On Friday, many large block trades were linked to an investment fund, Archegos Capital. Investors said these block trades caused big declines in the stocks of a clutch of companies. This raised worries about volatility in this week’s stock trading.
On Friday, billions of dollars worth of share sales kept Wall Street busy. A fire sale from Archegos Capital, a private investment firm, had traders calculating how much more it had to offload.
The fund was hit hard after shares of the U.S. media group ViacomCBS dropped on Tuesday and Wednesday. Archegos had large exposures to this group, as well as with several Chinese tech stocks.
ViacomCBS and Discovery shares declined by around 27% each on Friday. Investors and analysts cited the two firms’ shares being put in the market that day.
Their shares likely exacerbated the decline in those stocks. Additionally, Wells Fargo also downgraded Viacom on Friday.
Moreover, U.S.-listed shares of China-based Baidu and Tencent Music fell as much as 33.5% and 48.5%, respectively, during the week. That was specifically from Tuesday’s closing levels.
The slump prompted a margin call from one of Archegos’ prime brokers. Thus, the move triggered similar demands for cash from other banks.
Buyers of the large stock blocks received information that a forced deleveraging by a fund prompted the share sales. Notably, the block trades had an association with Archegos sales of holdings. This was according to a source familiar with the situation, confirming reports elsewhere.
The Selling Pressure
According to reports on Saturday, the selling pressure was due to the liquidation of positions at Archegos Capital Management. Bill Hwang founded a family office as well as Hong Kong-based fund, Tiger Asia.

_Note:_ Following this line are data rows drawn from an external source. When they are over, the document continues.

PR #10714, opened 2025-02-21
feat: synchronize cache update with KV store modification.

NickAnge:
#### What this PR does

With this change we make the `updateCache` synchronous with the kvStore change. Since the KVstore is the source of truth , regarding the correct ha_tracker entry  it makes sense to update the cache immediately.

##### Would it have any performance impact ?

This change will add a few map accesses for Replicas that have an actual change. **Not for every Replica**.  This operation was already happening from [processKVStoreEntry](https://github.com/grafana/mimir/blob/c86963a119123161ca9f1deae538f8ac281b3a8a/pkg/distributor/ha_tracker.go#L380-L379), so we just do the change earlier.   So no impact is expected.

Thanks @dimitarvdimitrov  for pointing this out.

Fix
- https://github.com/grafana/mimir/issues/10350#issuecomment-2672294698
- https://github.com/grafana/mimir/issues/10688#issuecomment-2669235048

#### Checklist

- [x] Tests updated.
- [ ] Documentation added.

### DIFF
--- a/CHANGELOG.md
+++ b/CHANGELOG.md
@@ -75,6 +75,7 @@
 * [BUGFIX] Distributor: Fix panics in `DurationWithJitter` util functions when computed variance is zero. #10507
 * [BUGFIX] Ingester: Fixed a race condition in the `PostingsForMatchers` cache that may have infrequently returned expired cached postings. #10500
 * [BUGFIX] Distributor: Report partially converted OTLP requests with status 400 Bad Request. #10588
+* [ENHANCEMENT] Distributor: synchronize cache update with KV store modification for ha_tracker. #10714
 
 ### Mixin
 
--- a/CHANGELOG.md
+++ b/CHANGELOG.md
@@ -75,7 +75,6 @@
 * [BUGFIX] Distributor: Fix panics in `DurationWithJitter` util functions when computed variance is zero. #10507
 * [BUGFIX] Ingester: Fixed a race condition in the `PostingsForMatchers` cache that may have infrequently returned expired cached postings. #10500
 * [BUGFIX] Distributor: Report partially converted OTLP requests with status 400 Bad Request. #10588
-* [ENHANCEMENT] Distributor: synchronize cache update with KV store modification for ha_tracker. #10714
 
 ### Mixin
 
--- a/pkg/distributor/ha_tracker.go
+++ b/pkg/distributor/ha_tracker.go
@@ -668,9 +668,7 @@ func (h *defaultHaTracker) updateKVStore(ctx context.Context, userID, cluster, r
 	// If cache is currently empty, add the data we either stored or received from KVStore
 	if err == nil && desc != nil {
 		h.electedLock.Lock()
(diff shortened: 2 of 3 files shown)


CHANGELOG.md
```diff
@@ -75,6 +75,7 @@
 * [BUGFIX] Distributor: Fix panics in `DurationWithJitter` util functions when computed variance is zero. #10507
 * [BUGFIX] Ingester: Fixed a race condition in the `PostingsForMatchers` cache that may have infrequently returned expired cached postings. #10500
 * [BUGFIX] Distributor: Report partially converted OTLP requests with status 400 Bad Request. #10588
+* [ENHANCEMENT] Distributor: synchronize cache update with KV store modification for ha_tracker. #10714
```
NickAnge, line 78: I think its `ENHANCEMENT`, as it  updates the cache earlier with the agreed value. But let me know what you think

pkg/distributor/ha_tracker_test.go
```diff
@@ -318,9 +318,6 @@ func TestHaTrackerWithMemberList(t *testing.T) {
 	// Update KVStore - this should elect replica 2.
 	tracker.updateKVStoreAll(context.Background(), now)
 
-	// Evaluate up to 10 seconds to verify whether the tracker’s cache replica has been updated to r2.
-	checkReplicaTimestamp(t, 10*time.Second, tracker, "user", cluster, replica2, now, now)
```
dimitarvdimitrov, line 322: this used to do other assertions too, not just the replica. Maybe we can have a synchronous version of it or just pass a very small deadline (although that comes with other race conditions)

pkg/distributor/ha_tracker.go
```diff
@@ -668,9 +668,7 @@ func (h *defaultHaTracker) updateKVStore(ctx context.Context, userID, cluster, r
 	// If cache is currently empty, add the data we either stored or received from KVStore
```
dimitarvdimitrov, line 668: this comment is out of date now

CHANGELOG.md
dimitarvdimitrov: would users/operators notice a difference with this change?

NickAnge: They shouldn't notice a change, no. Should we remove the changelog?

NickAnge: I removed it, let me know what you think

pkg/distributor/ha_tracker_test.go
NickAnge: You are correct. I re-added it with a very short deadline. I do not think it should cause any issues, as the updateKVStoreAll should update all checked values beforehand synchronously.

CHANGELOG.md
dimitarvdimitrov: yeah, the changelog is for things that will have some impact on the operators or users of Mimir. In this case we're mostly doing it for non-flaky tests, so a changelog entry isn't necessary

dimitarvdimitrov (approved):
LGTM, thanks!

Tiger Asia is a fund that sought to profit on bets on Asia’s securities. Huwang is a “Tiger cub” alumnus of Julian Robertson’s Tiger Management.

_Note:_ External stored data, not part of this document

PR #10715, opened 2025-02-21
store-gateway: reduce garbage from index header

bboreham:
#### What this PR does

This one call to io.ReadAll was generating 6% of all garbage in some production store-gateways recently.

~Since gzip puts the size at the end of the compressed data, we can use that size to pre-allocate the buffer and avoid resizing.
Code is adapted from some that used to be inside gRPC, from https://github.com/grpc/grpc-go/pull/3048~

We can use `util.ParseProtoReader` instead, which goes via `bytes.Buffer.ReadFrom` which is much more efficient.  And save a few lines due to the reuse.
    
~I left the bucket path still reading into memory before calling `ParseProtoReader`. Maybe that's unnecessary.~

Fixes #<issue number>

#### Checklist

- [ ] Tests updated.
- [ ] Documentation added.

---

> [!NOTE]
> Stream sparse index-header loading from disk/bucket and decode via util.ParseProtoReader with context, reducing allocations and updating call sites/tests.
> 
> - **Index header readers**:
>   - Stream sparse header IO instead of buffering: replace `tryReadBucketSparseHeader` with `tryOpenBucketSparseHeader` (returns `io.ReadCloser`), use `os.Open` and pass readers through.
>   - Replace manual gzip + `io.ReadAll` with `util.ParseProtoReader` for decoding (context-aware, size-bounded); add cancellation checks after bucket reads.
>   - Write sparse header using `atomicfs.CreateFile` with a reader; ensure proper `Close` via `runutil.CloseWithLogOnErr`.
>   - Change `loadFromSparseIndexHeader` to accept `context.Context` and `io.Reader`; update all call sites (disk, bucket, lazy download path).
> - **Tests**:
>   - Update to open files and pass readers; adjust decoding to use reader + context; verify bucket fetch and local persistence.
> 
> <sup>Written by [Cursor Bugbot](https://cursor.com/dashboard?tab=bugbot) for commit 7b24e4ab3adc4ce81c36e01773a2d40806c75455. This will update automatically on new commits. Configure [here](https://cursor.com/dashboard?tab=bugbot).</sup>


dimitarvdimitrov (commented):
this looks good in general. Can't we change `util.ParseProtoReader` to do this estimation? It currently takes `expectedSize` I guess we can take `-1` and let it try to estimate the size based on the method here. Do you want to try that or should I?

jhalterman:
Having a separate function for this seems fine, but could it live in the util package for better reuse?

bboreham:
Sorry I think I was too cryptic; I looked at possible utility functions but they don't do exactly the same operation.

In order to use `ParseProtoReader` instead of the current code we would have to come up with a maximum size for `sparseData`.  Do you have any suggestions how I would go about that?

Is it ok that buffers would be pooled?

dimitarvdimitrov:
> In order to use `ParseProtoReader` instead of the current code we would have to come up with a maximum size for `sparseData`. Do you have any suggestions how I would go about that?

can we just use `math.MaxInt` effectively removing the limit?



> Is it ok that buffers would be pooled?

I think so. We use stock protobuf unmarshalling, so we don't retain pointers to the decompressed buffer.

bboreham:
Updated to use `ParseProtoReader`, choosing 2GB as the max size.  

I left out reading the size from the gzipped data, as that would have to go inside `ParseProtoReader`, and I'm uncertain what degree of benefit we'd get.

Since I first made this PR, an alternative path has been added reading from a bucket.  I changed that to read via `bytes.buffer.ReadFrom` and then wrap with a `bytes.Reader`, but this could simply pass on the `Reader`, if it's ok to catch failures mid-decompression.

pkg/storage/indexheader/stream_binary_reader.go
```diff
@@ -239,18 +242,18 @@ func tryReadBucketSparseHeader(ctx context.Context, logger log.Logger, bkt objst
 
 	level.Info(logger).Log("msg", "downloaded sparse index-header from bucket")
 
-	return data, nil
+	return buf.Bytes(), nil
```
dimitarvdimitrov: i think it's safe to return an io.ReadCloser here. Buffering the whole result here might make a difference only in terms of what is logged if reading from the bucket fails mid-way, but I don't think that's a big deal

pkg/storage/indexheader/stream_binary_reader.go
```diff
@@ -268,25 +271,16 @@ func (r *StreamBinaryReader) loadFromSparseIndexHeader(logger log.Logger, sparse
...
-
-	gzipped := bytes.NewReader(sparseData)
-	gzipReader, err := gzip.NewReader(gzipped)
-	if err != nil {
-		return nil, fmt.Errorf("failed to create sparse index-header gzip reader: %w", err)
-	}
-	defer runutil.CloseWithLogOnErr(logger, gzipReader, "close sparse index-header gzip reader")
-
-	sparseData, err = io.ReadAll(gzipReader)
+func decodeSparseData(ctx context.Context, _ log.Logger, sparseData io.Reader) (*indexheaderpb.Sparse, error) {
```
dimitarvdimitrov: why not remove the logger parameter?

pkg/storage/indexheader/stream_binary_reader.go
```diff
@@ -268,25 +271,16 @@ func (r *StreamBinaryReader) loadFromSparseIndexHeader(logger log.Logger, sparse
...
+	sparseHeaders := indexheaderpb.Sparse{}
+	// ParseProtoReader requires a max size; we supply a very broad estimate.
+	// We could read the size from last 4 bytes of the file (per gzip spec), but it's probably not worth it.
+	const maxSize = 1 << 31 // 2GB
```
dimitarvdimitrov:
```suggestion
	const maxSize = 1 << 31 // 2GiB
```

dimitarvdimitrov (approved):
nice one, only a few nitpicks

Last week’s wild moves were likely to make investors warier, some market participants said. Others said potential unwinds would only have a limited effect on broader markets.
The Nasdaq Composite and S&P 500 both surged over 1% on Friday. This was despite the sharp selloffs in Viacom and other stocks.
Goldman Sachs Group Inc, along with several banks, had involvement in the large block trades. This was according to a source familiar with the matter on Saturday.
Reports also said that Morgan Stanley sold $4billion worth of shares early on Friday, followed by another $4 billion in the afternoon.
Deutsche Bank had involvement with the block trades as well, according to sources. Reports on Saturday said Goldman liquidated more than $10 billion worth of stocks in the block trades.
An email to clients indicated that Goldman sold $6.6 billion worth of shares. Included were Baidu Inc, Tencent Music Entertainment Group, and Vipshop Holdings Ltd before the U.S. market opened on Friday.
Goldman then sold $3.9 billion worth of shares, according to the report. These shared inViacomCBS Inc, Discovery Inc, Farfetch Ltd, iQIYI Inc, and GSX Techedu Inc.